### REQUIRED ACTION
Return the lines below that contain the word "discussions".

*** Opening of EXTRACTED MATERIAL ***

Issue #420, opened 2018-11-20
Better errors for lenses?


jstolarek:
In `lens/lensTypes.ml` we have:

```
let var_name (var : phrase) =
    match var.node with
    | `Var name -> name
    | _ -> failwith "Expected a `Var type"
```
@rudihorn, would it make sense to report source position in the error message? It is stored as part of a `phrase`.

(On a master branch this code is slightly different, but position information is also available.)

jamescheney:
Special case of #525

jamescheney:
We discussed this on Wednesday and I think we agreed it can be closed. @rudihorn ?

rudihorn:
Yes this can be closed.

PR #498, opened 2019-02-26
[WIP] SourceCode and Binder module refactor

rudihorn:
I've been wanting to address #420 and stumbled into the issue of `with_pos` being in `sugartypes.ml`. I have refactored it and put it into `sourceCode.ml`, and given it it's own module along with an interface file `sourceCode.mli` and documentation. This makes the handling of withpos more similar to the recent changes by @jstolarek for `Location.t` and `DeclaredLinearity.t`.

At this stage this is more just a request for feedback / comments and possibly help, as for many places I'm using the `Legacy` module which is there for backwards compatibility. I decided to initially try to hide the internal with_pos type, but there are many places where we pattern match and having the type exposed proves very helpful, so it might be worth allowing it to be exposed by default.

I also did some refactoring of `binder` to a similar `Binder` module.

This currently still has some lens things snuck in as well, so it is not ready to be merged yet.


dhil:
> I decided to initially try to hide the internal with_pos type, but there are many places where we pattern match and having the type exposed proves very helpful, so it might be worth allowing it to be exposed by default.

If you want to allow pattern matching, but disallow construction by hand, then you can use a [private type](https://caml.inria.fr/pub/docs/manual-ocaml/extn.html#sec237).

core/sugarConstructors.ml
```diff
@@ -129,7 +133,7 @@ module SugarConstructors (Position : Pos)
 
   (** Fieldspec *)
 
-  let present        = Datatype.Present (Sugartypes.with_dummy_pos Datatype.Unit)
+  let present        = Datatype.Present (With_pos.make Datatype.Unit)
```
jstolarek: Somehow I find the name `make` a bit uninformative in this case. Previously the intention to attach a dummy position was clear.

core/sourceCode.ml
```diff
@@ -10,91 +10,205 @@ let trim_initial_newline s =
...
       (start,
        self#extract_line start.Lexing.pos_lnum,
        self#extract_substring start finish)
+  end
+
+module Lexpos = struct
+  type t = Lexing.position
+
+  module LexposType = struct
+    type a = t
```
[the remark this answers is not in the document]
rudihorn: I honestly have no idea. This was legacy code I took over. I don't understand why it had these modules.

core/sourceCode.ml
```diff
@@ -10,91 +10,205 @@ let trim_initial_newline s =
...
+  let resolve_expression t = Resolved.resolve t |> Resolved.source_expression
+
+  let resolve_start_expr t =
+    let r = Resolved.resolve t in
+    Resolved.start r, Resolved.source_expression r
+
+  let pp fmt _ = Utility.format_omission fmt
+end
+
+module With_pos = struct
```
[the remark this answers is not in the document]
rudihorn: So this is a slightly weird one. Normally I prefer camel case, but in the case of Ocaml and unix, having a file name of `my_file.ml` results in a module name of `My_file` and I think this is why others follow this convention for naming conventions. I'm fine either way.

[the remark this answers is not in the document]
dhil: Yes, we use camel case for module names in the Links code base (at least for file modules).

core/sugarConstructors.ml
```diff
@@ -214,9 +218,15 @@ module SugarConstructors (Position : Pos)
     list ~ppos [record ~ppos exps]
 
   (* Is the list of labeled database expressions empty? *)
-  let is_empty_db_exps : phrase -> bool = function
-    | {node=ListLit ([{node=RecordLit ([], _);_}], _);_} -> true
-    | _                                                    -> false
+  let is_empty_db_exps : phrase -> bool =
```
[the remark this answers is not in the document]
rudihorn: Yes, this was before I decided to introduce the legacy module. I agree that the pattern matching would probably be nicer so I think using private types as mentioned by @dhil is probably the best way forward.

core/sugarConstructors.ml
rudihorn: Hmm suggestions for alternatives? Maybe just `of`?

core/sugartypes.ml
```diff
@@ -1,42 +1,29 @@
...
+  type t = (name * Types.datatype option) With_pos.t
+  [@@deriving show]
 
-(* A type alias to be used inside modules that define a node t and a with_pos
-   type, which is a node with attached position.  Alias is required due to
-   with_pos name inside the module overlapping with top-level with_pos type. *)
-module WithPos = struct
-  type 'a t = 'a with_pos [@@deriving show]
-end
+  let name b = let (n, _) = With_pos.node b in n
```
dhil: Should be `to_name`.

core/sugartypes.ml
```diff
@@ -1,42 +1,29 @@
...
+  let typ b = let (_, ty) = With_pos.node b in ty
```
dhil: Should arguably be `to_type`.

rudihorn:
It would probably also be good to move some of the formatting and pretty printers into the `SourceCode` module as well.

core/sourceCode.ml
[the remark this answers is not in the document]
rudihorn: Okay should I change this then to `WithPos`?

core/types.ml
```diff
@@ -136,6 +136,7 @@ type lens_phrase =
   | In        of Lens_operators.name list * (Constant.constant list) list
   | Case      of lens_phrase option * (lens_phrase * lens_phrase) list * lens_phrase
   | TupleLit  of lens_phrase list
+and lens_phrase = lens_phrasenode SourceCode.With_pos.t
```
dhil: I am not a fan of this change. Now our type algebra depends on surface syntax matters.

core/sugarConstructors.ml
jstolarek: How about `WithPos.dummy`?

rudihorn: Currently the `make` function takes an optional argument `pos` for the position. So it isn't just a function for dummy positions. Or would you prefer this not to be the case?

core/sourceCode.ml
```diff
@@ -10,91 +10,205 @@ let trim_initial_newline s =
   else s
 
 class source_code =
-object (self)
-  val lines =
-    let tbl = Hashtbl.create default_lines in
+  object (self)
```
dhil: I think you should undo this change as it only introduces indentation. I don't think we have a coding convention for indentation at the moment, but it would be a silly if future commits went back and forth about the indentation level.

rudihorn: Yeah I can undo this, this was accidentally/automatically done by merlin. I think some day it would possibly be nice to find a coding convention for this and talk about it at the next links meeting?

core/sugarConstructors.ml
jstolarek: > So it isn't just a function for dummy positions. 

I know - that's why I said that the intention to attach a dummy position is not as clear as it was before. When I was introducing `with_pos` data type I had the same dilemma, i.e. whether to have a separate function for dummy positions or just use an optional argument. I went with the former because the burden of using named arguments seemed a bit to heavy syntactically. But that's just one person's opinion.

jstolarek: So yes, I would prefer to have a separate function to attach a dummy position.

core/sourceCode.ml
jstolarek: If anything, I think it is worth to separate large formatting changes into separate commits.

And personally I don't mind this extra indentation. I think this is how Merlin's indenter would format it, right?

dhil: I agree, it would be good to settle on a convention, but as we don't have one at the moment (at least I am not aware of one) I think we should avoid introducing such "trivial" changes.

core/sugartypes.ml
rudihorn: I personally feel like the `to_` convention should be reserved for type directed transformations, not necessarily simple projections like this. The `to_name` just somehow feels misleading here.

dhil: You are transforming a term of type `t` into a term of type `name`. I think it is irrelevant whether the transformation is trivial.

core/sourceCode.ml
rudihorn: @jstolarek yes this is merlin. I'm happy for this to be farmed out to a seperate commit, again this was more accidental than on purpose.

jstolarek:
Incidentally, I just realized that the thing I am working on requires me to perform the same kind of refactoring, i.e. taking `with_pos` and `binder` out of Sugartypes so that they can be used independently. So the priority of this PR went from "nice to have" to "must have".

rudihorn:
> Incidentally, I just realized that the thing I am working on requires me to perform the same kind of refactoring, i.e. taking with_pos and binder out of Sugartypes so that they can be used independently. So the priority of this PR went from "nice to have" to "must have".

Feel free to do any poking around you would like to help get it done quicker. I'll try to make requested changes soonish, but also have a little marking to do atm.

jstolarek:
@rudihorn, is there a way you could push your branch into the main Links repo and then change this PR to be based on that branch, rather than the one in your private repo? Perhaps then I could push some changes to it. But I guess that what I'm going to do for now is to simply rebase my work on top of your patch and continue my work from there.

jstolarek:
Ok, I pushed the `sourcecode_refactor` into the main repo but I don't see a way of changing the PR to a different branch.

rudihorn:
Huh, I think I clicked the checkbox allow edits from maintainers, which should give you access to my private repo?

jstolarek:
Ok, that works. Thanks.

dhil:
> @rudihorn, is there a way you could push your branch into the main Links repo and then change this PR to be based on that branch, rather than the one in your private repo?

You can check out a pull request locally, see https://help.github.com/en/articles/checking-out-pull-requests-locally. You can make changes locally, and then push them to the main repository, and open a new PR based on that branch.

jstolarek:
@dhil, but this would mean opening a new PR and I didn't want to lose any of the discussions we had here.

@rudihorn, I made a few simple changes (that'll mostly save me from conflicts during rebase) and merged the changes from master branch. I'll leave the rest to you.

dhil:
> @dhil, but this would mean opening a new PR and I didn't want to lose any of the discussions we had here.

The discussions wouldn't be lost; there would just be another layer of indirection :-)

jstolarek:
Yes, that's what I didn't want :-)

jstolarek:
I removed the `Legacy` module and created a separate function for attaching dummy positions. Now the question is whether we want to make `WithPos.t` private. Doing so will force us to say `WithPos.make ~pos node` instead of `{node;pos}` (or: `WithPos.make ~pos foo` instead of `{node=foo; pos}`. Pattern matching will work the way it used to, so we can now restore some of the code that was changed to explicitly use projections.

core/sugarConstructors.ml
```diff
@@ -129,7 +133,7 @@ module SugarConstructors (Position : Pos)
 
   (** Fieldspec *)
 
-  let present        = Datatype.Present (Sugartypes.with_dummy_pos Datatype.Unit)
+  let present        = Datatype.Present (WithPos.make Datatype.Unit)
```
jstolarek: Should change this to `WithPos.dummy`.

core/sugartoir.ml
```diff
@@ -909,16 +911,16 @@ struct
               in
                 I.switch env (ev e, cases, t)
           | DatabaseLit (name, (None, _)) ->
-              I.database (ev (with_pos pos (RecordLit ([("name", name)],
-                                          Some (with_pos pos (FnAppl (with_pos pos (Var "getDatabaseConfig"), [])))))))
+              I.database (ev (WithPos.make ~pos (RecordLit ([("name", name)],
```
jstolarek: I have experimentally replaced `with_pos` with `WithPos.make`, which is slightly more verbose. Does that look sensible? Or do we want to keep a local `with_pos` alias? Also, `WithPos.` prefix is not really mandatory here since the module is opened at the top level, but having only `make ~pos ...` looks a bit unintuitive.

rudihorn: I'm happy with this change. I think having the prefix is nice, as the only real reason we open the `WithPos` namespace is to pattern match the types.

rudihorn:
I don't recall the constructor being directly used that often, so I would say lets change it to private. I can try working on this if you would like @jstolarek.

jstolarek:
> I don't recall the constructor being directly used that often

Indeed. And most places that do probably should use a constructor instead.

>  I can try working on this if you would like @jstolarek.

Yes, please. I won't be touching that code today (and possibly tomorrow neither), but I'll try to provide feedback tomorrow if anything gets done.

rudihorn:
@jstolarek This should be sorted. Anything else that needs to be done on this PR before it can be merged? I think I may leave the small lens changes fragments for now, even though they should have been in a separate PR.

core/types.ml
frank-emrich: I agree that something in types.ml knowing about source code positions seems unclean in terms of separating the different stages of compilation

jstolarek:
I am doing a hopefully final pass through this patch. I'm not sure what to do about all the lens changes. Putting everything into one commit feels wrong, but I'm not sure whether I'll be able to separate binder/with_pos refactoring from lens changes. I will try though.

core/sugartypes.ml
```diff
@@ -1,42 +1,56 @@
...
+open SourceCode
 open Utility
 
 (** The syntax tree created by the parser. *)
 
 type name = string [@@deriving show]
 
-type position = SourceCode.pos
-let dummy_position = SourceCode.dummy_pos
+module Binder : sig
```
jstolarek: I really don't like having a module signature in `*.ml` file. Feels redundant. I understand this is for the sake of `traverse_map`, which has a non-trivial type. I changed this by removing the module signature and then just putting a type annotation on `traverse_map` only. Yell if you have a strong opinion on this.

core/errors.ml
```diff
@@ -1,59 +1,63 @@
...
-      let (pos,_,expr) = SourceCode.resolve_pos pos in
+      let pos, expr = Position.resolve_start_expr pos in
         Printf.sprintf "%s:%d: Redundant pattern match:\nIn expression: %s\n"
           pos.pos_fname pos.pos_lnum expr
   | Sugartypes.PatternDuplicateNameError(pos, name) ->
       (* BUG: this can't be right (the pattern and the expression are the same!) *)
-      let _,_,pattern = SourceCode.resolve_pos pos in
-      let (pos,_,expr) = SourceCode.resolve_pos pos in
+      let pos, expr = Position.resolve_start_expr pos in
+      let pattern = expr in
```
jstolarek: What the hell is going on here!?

*** Close of EXTRACTED MATERIAL ***

### EXERCISE RESPONSE
@dhil, but this would mean opening a new PR and I didn't want to lose any of the discussions we had here.
> @dhil, but this would mean opening a new PR and I didn't want to lose any of the discussions we had here.
The discussions wouldn't be lost; there would just be another layer of indirection :-)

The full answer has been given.